WORK ORDER ->
Which of the lines below contain the string "that"? Copy each one.

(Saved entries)
PR #6252, opened 2022-08-09
Fix potentially jumpy reachable state for sensors

SwoopX:
When a sensor has a cluster in its fingerprint, which doesn't exist under the sensor's endpoint, function `checkSensorNodeReachable()` will set the respective sensor unreachable, as it checks for existence of **all** clusters.

While it makes sense to add those non-existent clusters to leverage some advantages on the legacy code, it apparently impacts the overall sensor status (falsely). To resolve this, the last check in the function to check for all clusters has been made lazy to just find one fit and then move on.

It's more unlikely this will occur on DDF supported devices, but can happen there as well (especially if the device is not newly paired). Eventually, this cluster check can be removed completely, as it seems to be a too tight precaution.

### DIFF
--- a/de_web_plugin.cpp
+++ b/de_web_plugin.cpp
@@ -4276,7 +4276,9 @@ void DeRestPluginPrivate::checkSensorNodeReachable(Sensor *sensor, const deCONZ:
                 reachable = true;
             }
 
-            // check that all clusters from fingerprint are present
+            bool found = false;
+
+            // check if any cluster from fingerprint is present
             for (const deCONZ::SimpleDescriptor &sd : sensor->node()->simpleDescriptors())
             {
                 if (!reachable)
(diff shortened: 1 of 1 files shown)


manup:
I'll have a closer look the coming days for review. Indeed DDF devices shouldn't be affected by this anymore. Hopefully we can get rid of the whole fingerprint stuff over time, causes more trouble than it solves :)

manup:
I think most of the cluster related code now does nothing? ;)

If `reachable = false` early on, the loop is finished right away. reachable only depends on lastRx() which is good and how the DDF code does it.

https://github.com/dresden-elektronik/deconz-rest-plugin/pull/6252/files#diff-d0aaee66bc2f60fdd243c0e5b86aebca01fa3eb36c7ec39578d5beeca47078abR4282-R4284

I'd suggest to throw out the now not needed cluster and endpoint code here to simplify things.

SwoopX:
Thanks, I'm all in 😄

PR #6264, opened 2022-08-13
Fix potentially unwanted behavior if DDF has `cmd` defined in zcl parser

SwoopX:
When a ZCL Frame should be parsed for a resource item through the respective `zcl` parse function, defining a command is optional. However, if it is defined and the intention is to only consider those commands, one might experience some unwanted side effects.

Something like `"eval": "Item.val = (ZclFrame.payloadSize == 1 && ZclFrame.at(0) == 0x00) ? false : true;"` will way to often result in true, as all incomming responses are evaluated and not pre-filtered by commandID. The PR now adds that pre-filtering to be able to bail out early.


manup:
Good catch!

PR #6268, opened 2022-08-15
Extend Xiaomi special report parsing

SwoopX:
The idea of this PR is to dedicate a non-public resource item to a Xiaomi resource, allowing to extract more than 1 item out of the special report (provided as string list), while setting the respective values of up to 3 resource items (could probably be extended to 4).

With the currently given read/write/parse functions, one has to decide how to obtain the current state values:
- either by reading an attribute (polling) or 
- by parsing the respective item of the special report

While the 2nd option is quite charming, as data arrives in more or less defined intervals, it actually gets tricky when a configuration setting should be changed by a state change (SC). The SC tries to write an attribute value, then reads that value, which is then evaluated by the parser. When now read and parse are async (read goes for attribute XYZ and parse uses the special reporting), the SC cannot succeed as a correctly written value cannot be confirmed. In case a write wouldn't succeed, deconz holds the assumed written value while it truly remained untouched on the device and that would eventually never be corrected.

The above is especially relevant for sleeping devices like sensors. Detaching the special report parsing from all or, more precisely, the most relevant resource items could aid in the SCs to work properly and succeed, reduce polling while allowing to use the device's awake time more efficiently and still update 3 resource items in one go.

This is certainly not the silver bullets to cater with all Xiaomi specifics and there could be more items of interest from the special reports, but I consider this as a low hanging fruit to improve device experience.

An example of how an amended DDF could look like is part of the PR (P1 motion sensor). Below the debug output of 3 resource items being set on one special report.

```
20:44:29:576 JsResourceItem.setValue(config/duration) = 25
20:44:29:577 54:ef:44:10:00:49:01:ac-01-0406/config/xiaomispecial expression: if (Attr.id == 0x69) { R.item('config/duration').val = Attr.val; } else if (Attr.id == 0x6b) { R.item('config/ledindication').val = Attr.val; } else if (Attr.id == 0x6a) { R.item('config/sensitivity').val = Attr.val; } --> 25

20:44:29:577 JsResourceItem.setValue(config/ledindication) = 0
20:44:29:578 54:ef:44:10:00:49:01:ac-01-0406/config/xiaomispecial expression: if (Attr.id == 0x69) { R.item('config/duration').val = Attr.val; } else if (Attr.id == 0x6b) { R.item('config/ledindication').val = Attr.val; } else if (Attr.id == 0x6a) { R.item('config/sensitivity').val = Attr.val; } --> 0

20:44:29:578 JsResourceItem.setValue(config/sensitivity) = 2
20:44:29:578 54:ef:44:10:00:49:01:ac-01-0406/config/xiaomispecial expression: if (Attr.id == 0x69) { R.item('config/duration').val = Attr.val; } else if (Attr.id == 0x6b) { R.item('config/ledindication').val = Attr.val; } else if (Attr.id == 0x6a) { R.item('config/sensitivity').val = Attr.val; } --> 2
```

**EDIT**
Small caviat on this approach is that the event emitter misses that the referred to items have been set. It only fires on `config/xiaomispecial`, but does not consider the 3 ones actually set above. Based on that, the change state machine cannot leverage any received values.

### DIFF
--- a/device_access_fn.cpp
+++ b/device_access_fn.cpp
@@ -1102,8 +1102,8 @@ bool parseXiaomiSpecial(Resource *r, ResourceItem *item, const deCONZ::ApsDataIn
     {
         return result;
     }
-
-    if (ind.clusterId() != 0x0000 && ind.clusterId() != 0xfcc0) // must be basic or lumi specific cluster
+    
+    if (!(ind.clusterId() == 0x0000 || ind.clusterId() == 0xfcc0) || zclFrame.payload().isEmpty()) // must be basic or lumi specific cluster
     {
         return result;
     }
@@ -1127,7 +1127,7 @@ bool parseXiaomiSpecial(Resource *r, ResourceItem *item, const deCONZ::ApsDataIn
         if (ind.clusterId() == 0xfcc0)
         {
             param.clusterId = 0xfcc0;
-            param.manufacturerCode = 0x115f;
+            //param.manufacturerCode = 0x115f;
         }
 
         if (map.contains(QLatin1String("ep")))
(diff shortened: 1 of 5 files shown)


SwoopX:
No consensus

SOLUTION ->
-            // check that all clusters from fingerprint are present
Something like `"eval": "Item.val = (ZclFrame.payloadSize == 1 && ZclFrame.at(0) == 0x00) ? false : true;"` will way to often result in true, as all incomming responses are evaluated and not pre-filtered by commandID. The PR now adds that pre-filtering to be able to bail out early.
While the 2nd option is quite charming, as data arrives in more or less defined intervals, it actually gets tricky when a configuration setting should be changed by a state change (SC). The SC tries to write an attribute value, then reads that value, which is then evaluated by the parser. When now read and parse are async (read goes for attribute XYZ and parse uses the special reporting), the SC cannot succeed as a correctly written value cannot be confirmed. In case a write wouldn't succeed, deconz holds the assumed written value while it truly remained untouched on the device and that would eventually never be corrected.
Small caviat on this approach is that the event emitter misses that the referred to items have been set. It only fires on `config/xiaomispecial`, but does not consider the 3 ones actually set above. Based on that, the change state machine cannot leverage any received values.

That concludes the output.